*** Opening of Provided data ***
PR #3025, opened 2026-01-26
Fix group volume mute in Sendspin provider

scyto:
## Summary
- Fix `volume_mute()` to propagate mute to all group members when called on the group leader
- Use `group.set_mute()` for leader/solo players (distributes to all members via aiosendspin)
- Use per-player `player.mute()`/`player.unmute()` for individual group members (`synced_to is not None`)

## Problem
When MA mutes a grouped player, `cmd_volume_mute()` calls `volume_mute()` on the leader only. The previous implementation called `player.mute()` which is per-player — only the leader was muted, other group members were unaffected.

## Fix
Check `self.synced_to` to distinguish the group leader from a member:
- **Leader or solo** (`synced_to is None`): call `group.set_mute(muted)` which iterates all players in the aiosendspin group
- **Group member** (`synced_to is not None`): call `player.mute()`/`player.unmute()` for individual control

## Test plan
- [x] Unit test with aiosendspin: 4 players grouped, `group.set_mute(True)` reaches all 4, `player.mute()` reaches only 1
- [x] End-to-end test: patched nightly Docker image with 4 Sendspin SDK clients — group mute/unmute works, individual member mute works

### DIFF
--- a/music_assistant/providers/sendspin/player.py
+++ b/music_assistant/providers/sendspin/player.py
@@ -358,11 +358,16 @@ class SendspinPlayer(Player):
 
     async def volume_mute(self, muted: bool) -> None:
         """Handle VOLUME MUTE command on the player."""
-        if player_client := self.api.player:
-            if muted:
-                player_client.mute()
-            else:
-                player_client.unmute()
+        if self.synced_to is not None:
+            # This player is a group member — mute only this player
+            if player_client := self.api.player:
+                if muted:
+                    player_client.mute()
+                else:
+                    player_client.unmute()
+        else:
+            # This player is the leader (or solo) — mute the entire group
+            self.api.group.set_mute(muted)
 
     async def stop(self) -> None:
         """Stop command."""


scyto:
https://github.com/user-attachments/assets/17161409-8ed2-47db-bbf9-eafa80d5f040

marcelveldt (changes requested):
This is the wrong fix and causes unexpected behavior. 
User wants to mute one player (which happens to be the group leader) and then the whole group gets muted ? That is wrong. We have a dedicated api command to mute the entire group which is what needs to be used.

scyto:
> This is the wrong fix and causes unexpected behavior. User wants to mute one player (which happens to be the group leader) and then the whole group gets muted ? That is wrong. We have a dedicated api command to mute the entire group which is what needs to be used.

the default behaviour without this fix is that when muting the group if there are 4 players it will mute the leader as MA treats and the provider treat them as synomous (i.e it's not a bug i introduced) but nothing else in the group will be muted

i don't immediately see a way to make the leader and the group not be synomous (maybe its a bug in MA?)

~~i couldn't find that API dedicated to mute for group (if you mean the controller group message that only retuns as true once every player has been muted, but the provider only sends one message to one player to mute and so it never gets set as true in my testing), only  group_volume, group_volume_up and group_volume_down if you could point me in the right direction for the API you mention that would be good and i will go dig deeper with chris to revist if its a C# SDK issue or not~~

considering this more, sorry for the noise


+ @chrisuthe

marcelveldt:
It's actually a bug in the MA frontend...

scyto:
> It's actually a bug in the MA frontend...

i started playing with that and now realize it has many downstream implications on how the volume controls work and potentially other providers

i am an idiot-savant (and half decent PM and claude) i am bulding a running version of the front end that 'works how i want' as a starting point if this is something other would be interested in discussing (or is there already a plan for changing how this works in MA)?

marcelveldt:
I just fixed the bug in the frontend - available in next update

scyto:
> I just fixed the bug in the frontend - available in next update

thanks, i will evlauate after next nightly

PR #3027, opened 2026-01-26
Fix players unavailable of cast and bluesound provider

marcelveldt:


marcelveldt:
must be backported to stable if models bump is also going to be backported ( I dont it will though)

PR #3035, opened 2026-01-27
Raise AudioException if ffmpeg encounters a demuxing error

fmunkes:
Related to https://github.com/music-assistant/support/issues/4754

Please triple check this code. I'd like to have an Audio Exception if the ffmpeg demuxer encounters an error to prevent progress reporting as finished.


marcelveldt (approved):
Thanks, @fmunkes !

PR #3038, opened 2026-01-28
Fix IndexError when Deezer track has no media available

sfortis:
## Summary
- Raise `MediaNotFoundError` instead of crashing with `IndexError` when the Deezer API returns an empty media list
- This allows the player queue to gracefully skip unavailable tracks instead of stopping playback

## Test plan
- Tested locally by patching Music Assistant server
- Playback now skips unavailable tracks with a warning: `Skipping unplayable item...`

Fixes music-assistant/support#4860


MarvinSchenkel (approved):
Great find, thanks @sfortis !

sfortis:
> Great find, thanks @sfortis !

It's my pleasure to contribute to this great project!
*** Close of Provided data ***
• Assignment: Would you restate word for word every line from the one holding "- Tested locally" to the end of the entries, both ends included?

• Task answer:
- Tested locally by patching Music Assistant server
- Playback now skips unavailable tracks with a warning: `Skipping unplayable item...`

Fixes music-assistant/support#4860


MarvinSchenkel (approved):
Great find, thanks @sfortis !

sfortis:
> Great find, thanks @sfortis !

It's my pleasure to contribute to this great project!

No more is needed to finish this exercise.